Hard to say without pics. Just do what you can to keep the water clean, and if you have fish that can tolerate salt you may add a little (not sure if it will harm Rainbows).
 
Hard to say without pics. Just do what you can to keep the water clean, and if you have fish that can tolerate salt you may add a little (not sure if it will harm Rainbows).

Thanks for the reply, I've tried to get a picture but my camera not good enough to get a good shot of any of the fish and the rainbows are so small and quick. I've tried to get a better look today, the damage is not throughout the length of the fin it seems localised to a small area. If the fin was hair I'd say it would look like it’s been separated by gel, the rays of the fin are missing, that the best way I can describe it, sorry.
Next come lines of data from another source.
PR #191, opened 2026-07-17
refactor(core): thin langres.core 67% -> 62% of src, and cut a 9-module import knot

fxd24:
Thins `langres.core` from **67.1% → 62.0%** of the source tree, and cuts one of the two 9-module import knots. Four sub-PRs (#187, #188, #189, #190), each CI-verified and reviewed before merge.

## Measured on this branch — not reported, measured

| | before (`d63443a`) | after |
|---|---|---|
| `core` | 30,343 lines (67.1% of src) | **28,223 (62.0%)** |
| `core/resolver.py` | 2,330 — largest file in the repo | **1,258 (−46%)** |
| all-edges SCCs | `[9, 9, 3, 2]` — tangled **23** | **`[9, 3, 2, 2, 2]` — tangled 18** |
| runtime SCCs | `[]` | **`[]`** |
| `langres.__all__` / `langres.core.__all__` | 36 / 76 | **36 / 76** |

Counted by **SCC membership**, never mutual pairs — this repo has measured that a re-export relay shrinks the pair count while *growing* the SCC (`tests/test_import_tangle.py`, PR #169). **No shims were interposed anywhere.**

## What landed

- **#189 — `ERModel` split** (`resolver.py` 2,330 → 1,258). A 1,975-line class becomes `_model_state` (what a model *is*) ← `_model_run` (how it runs) / `_model_persist` (how it persists), over an `_artifacts` leaf. Verified by AST diff: 46 of 51 functions byte-identical, every symbol has a home, `save`/`load` round-trip proven live at $0 on a `FuzzyString`.
- **#188 — the render seam → `langres.report`.** `_svg` (a pure leaf), `_report_html` (all 8 importers were `langres.data`, zero from core), `eval_report`. `core → report` = **0**, one-way. `reports.py`'s value types stayed in `core` — they're contract surface.
- **#187 — the autoresearch engine → `langres.optimize`.** Zero backward edges of any kind; a pure move.
- **#190 — `CostTrack` → the `core.usage` leaf.** The one that mattered: `clients/openrouter.py` (an HTTP client) imported `CostTrack` from a 1,769-line benchmark harness — the floor importing the ceiling. Both edges were non-toplevel, which is why runtime read 0 while all-edges carried a 9-knot. Deleting it freed `openrouter`, `finetune`, `matchers.cascade`, `matchers.llm_judge`, `method_registry` — **tangled 23 → 18**.

## Breaking — deep imports only, no shims

Every symbol still exists; every **supported** path is unchanged (`langres.EvalReport`, `langres.eval`, `langres.optimize()`, `score_blocking`). Only deep `langres.core.*` paths break, and none were ever in an `__all__`. Logged in `CHANGELOG.md`. No compatibility shims: a relay would re-create the exact edges these moves remove.

- `langres.core.eval_report` → `langres.report.eval_report`
- `langres.core.optimizers` → `langres.optimize.blocker_optimizer`

## Gate work

- **`lint.yml` ran on none of this at first.** `pull_request.branches` filters by *target* branch; `feat/core-thin` wasn't listed, so every sub-PR would have merged with **no ruff and no mypy** — the one gate that catches what moving code breaks. Fixed, reverted here.
- **A gate was guarding nothing.** `_ROOT_LAZY_MODULES` is a *deny* list: it asserts modules are absent from `sys.modules`, so its stale `langres.core.eval_report` entry passed trivially against a module that no longer existed. Green, checking nothing. Now enforced by `test_root_lazy_module_paths_all_exist` — verified by injecting a dead path and confirming red. **A deny list rots open; this one now rots closed.**
- **Coverage glob** extended to `report/*` + `optimize/*`. Both measure ~98–100%, so they were *lifting* core's average — dropping them would have un-gated well-covered public surface while making the number look better. Verified against coverage's real `GlobMatcher`: 95 files matched, no leakage.
- **lint concurrency SHA-keyed** (kept): grouping on the ref alone means merging one PR cancels another's in-flight run, and cancelled ≠ green.

## Two things worth your attention

1. **Sourcery reviewed almost none of this.** Its weekly 2.5M diff-char quota is exhausted, so it reports `pass` having read nothing. #187 got a real review (47s); #188 a rate-limited no-op (**42s**) — five seconds apart, opposite truths. Every PR here got a real substitute review instead. This likely affected other PRs this week.
2. **The coverage ratchet is quietly tightening.** `core/*` measures **98.43%** against a floor of **98** that was set from a measured **98.84%**. ~0.4pp of headroom left. The next person to add a few uncovered lines to `core/` will trip it and reasonably think they broke something. Recorded in the workflow + testing rule; a real follow-up, not fixed here.

## Not done, deliberately

- **The fit family (645 lines) stayed in `resolver.py`.** Extracting it measures `tangled 23→24` — it would spread the existing knot across more modules, which is the PR #169 shape the gate exists to catch. Refused on measurement, not preference.
- **The surviving 9-module SCC is entirely `data.data_profile.*`** — self-contained, unrelated to core, untouched.
- `_report_html.safe_auc` vs `eval_report._safe_auc` diverge on **three** axes (one returns `None` and filters non-finite; the other is *documented* as returning nan but actually **raises**). Now colocated and tempting to unify — **don't** silently; it's a behaviour change. Reported, not fixed.


fxd24:
One diff line worth explaining before you hit it in review.

`.github/workflows/test.yml` loses `feat/arch-refactor` from its `push.branches` gate list. That is **not** part of this refactor — it is dead config I removed while reverting my own temporary `feat/core-thin` entry from the same list, and I only kept it removed after verifying the branch is a strict ancestor of `main`:

```
git merge-base --is-ancestor origin/feat/arch-refactor origin/main   # true
gh pr list --base feat/arch-refactor --state open                     # 0
```

Fully merged, nothing targeting it. The list entry could only ever fire on a branch that can no longer diverge. The file's own comment says to revert to `[main]` "once the work has landed and the integration branch is deleted" — landed is true, deleted is not, so this is the one clause I am not honouring to the letter. Say the word and I will put it back; I judged dead config in a gate list to be worse than an undeleted branch.

Same applies to `feat/core-thin` itself: **do not delete this branch until #191 is merged**, or the PR loses its head.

From what I've read of fin rot the membrane between the fin rays degenerates, leaving the rays sticking out unevenly. I'm just not shore weather this is what my fish has got or weather it might have be nipped by another fish. I've got 6 Loaches (3 Chains and 3 Zebra), 3 Otocinclus, 1 Blue Phantom Pleco and the 6 Threadfins in a 128l tank, I don't know if any of them are the culprits.

I clean the tank out twice a week, 20 to 30% water changed every time as I've got a Brown Algae problem, will this affect the damaged fish?

Regard
dtlp
 
What are your water test results for ammonia, nitrite and nitrate? Often a small ammonia problem can cause a rainbow to become more susceptible to disease.